The drop in profitability from Sh188.9 million a year earlier is attributed to a decline in revenues as turnover fell 11 percent to Sh6.1 billion after the company minimised sales on credit in both the Kenyan and Tanzanian markets.
The expenses for the period are 18.7 percent more than the previous period mainly due to a more aggressive doubtful debts provisions policy adopted in the current period.
Net finance costs reduced by 38 percent due to better management of its banking facilities.

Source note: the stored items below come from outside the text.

PR #54, opened 2026-05-13
[Gautam's Dev bot] Pluggable process transport for CLI agent providers

### LINKED ISSUE #49: Feature: Pluggable process transport for ClaudeAgentSdkClient — enable Docker-isolated agent runs
## What's missing

`ClaudeAgentSdkClient` hard-codes the agent CLI launch as a direct host-process spawn at [src/ClaudeAgentSdkProvider/Agents/ClaudeAgentSdkClient.cs:149-197](src/ClaudeAgentSdkProvider/Agents/ClaudeAgentSdkClient.cs#L149-L197):

```csharp
var startInfo = new ProcessStartInfo
{
    FileName = nodePath,
    Arguments = $"\"{cliPath}\" {args}",
    RedirectStandardInput = true,
    RedirectStandardOutput = true,
    ...
};
_process = Process.Start(startInfo) ?? throw ...;
```

There's no extension point for a host to redirect the spawn into a containerized environment (`docker run` / `docker exec` / `kubectl exec` / `ssh` / a remote runner). Today the only way to containerize is to either (a) re-implement the entire `ClaudeAgentSdkClient` plus `ClaudeAgentLoop` outside the SDK, or (b) run the entire host orchestrator inside the container.

## Why it matters

**Per-PR isolated execution** is the canonical multi-tenant pattern for an agent runner:
- One container per `(repo, prNumber, agent)` so parallel review/dev runs can't see each other's worktree state
- Network isolation (no Docker socket, no broad home mount)
- Tooling pinned per repo (Node version, language SDKs)
- Credentials scoped via env, never via shared host config

revobot's design doc §3-9 makes this its core invariant. We already shipped Phase 3-5 against the host-mode flow (your SDK works great there), but Phase 4d — putting the agent in a container — has no clean upstream seam to plug into.

### 1. Minimum-viable: `IProcessLauncher` injection on `ClaudeAgentSdkOptions`

```csharp
public interface IProcessLauncher
{
    /// <summary>Launch the underlying CLI process and return its handle.
    /// Default implementation: Process.Start(startInfo). Custom impls
    /// can transform argv/env (e.g. prepend docker run --rm -v ... -e ...),
    /// or attach to an existing container with docker exec.</summary>
    Process Launch(ProcessStartInfo startInfo);
}

public record ClaudeAgentSdkOptions
{
    // ... existing fields ...

    /// <summary>Custom process launcher. Null = default host-mode spawn.</summary>
    public IProcessLauncher? ProcessLauncher { get; init; }
}
```

Then in the client:

```csharp
_process = (_options.ProcessLauncher ?? DefaultProcessLauncher.Instance)
    .Launch(startInfo)
    ?? throw new InvalidOperationException("Failed to start claude-agent-sdk process");
```

This is a single new interface + one-line change at the spawn site. Existing callers see zero behavior change.

### 2. Optional: ship a `DockerProcessLauncher` helper

Even more useful: a built-in `DockerProcessLauncher` that takes the standard mount/env/image configuration and produces a working `docker run` spawn. Then downstream consumers (revobot, others) don't have to rediscover the operational tricks we list below.

```csharp
public class DockerProcessLauncher : IProcessLauncher
{
    public DockerProcessLauncher(DockerLaunchOptions opts) { ... }

    public Process Launch(ProcessStartInfo startInfo)
    {
        // Replace FileName/Arguments with `docker run --rm -v ... -e ... <image> <inner-argv>`
        // Keep stdin/stdout/stderr redirection so the JSONL stream works unchanged.
    }
}
```

## Operational tricks the SDK could expose as helpers

These are things we (revobot) had to figure out by reading the CLI source and shipping bug reports against your repo. Centralizing them upstream means every downstream gets them for free:

### A. The default mount layout for sharing host config with the container

For Claude to load the host's plugin skills, sub-agents, MCP servers, and user settings inside a container, the mounts must be:

| Host path                                    | Container path                       | Mode  | Why |
|----------------------------------------------|--------------------------------------|-------|-----|
| `~/.claude` (settings, agents, skills)       | `/root/.claude`                      | ro    | settings/skills are read-only; bad data here breaks discovery silently |
| `~/.claude/projects` (sessions overlay)      | `/root/.claude/projects`             | rw    | session state writes here; mount AFTER the parent ro mount so last-mount-wins gives write access |
| `~/.claude.json`                             | `/root/.claude.json`                 | ro    | API config; ro to prevent the container from overwriting on host |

Low orders from the Kenyan government also saw the number of cars sold drop to 1,202 from 1,272 a year earlier.
"Uganda on the other hand has had a slow year due to the general elections in February and disruption of business thereafter," CMC said in a statement.
With brands such as Land Rover, Volkswagen and Ford under its wing, the firm however expects increased sales in the second half of the financial year.
In line with proposals from the board of directors, the auto dealer did not recommend any interim dividend to be paid.
CMC recently saw significant changes to the Board, with the resignation of long serving Chairman Jeremiah Kiereini as well as the exit of Managing Director Martin Foster.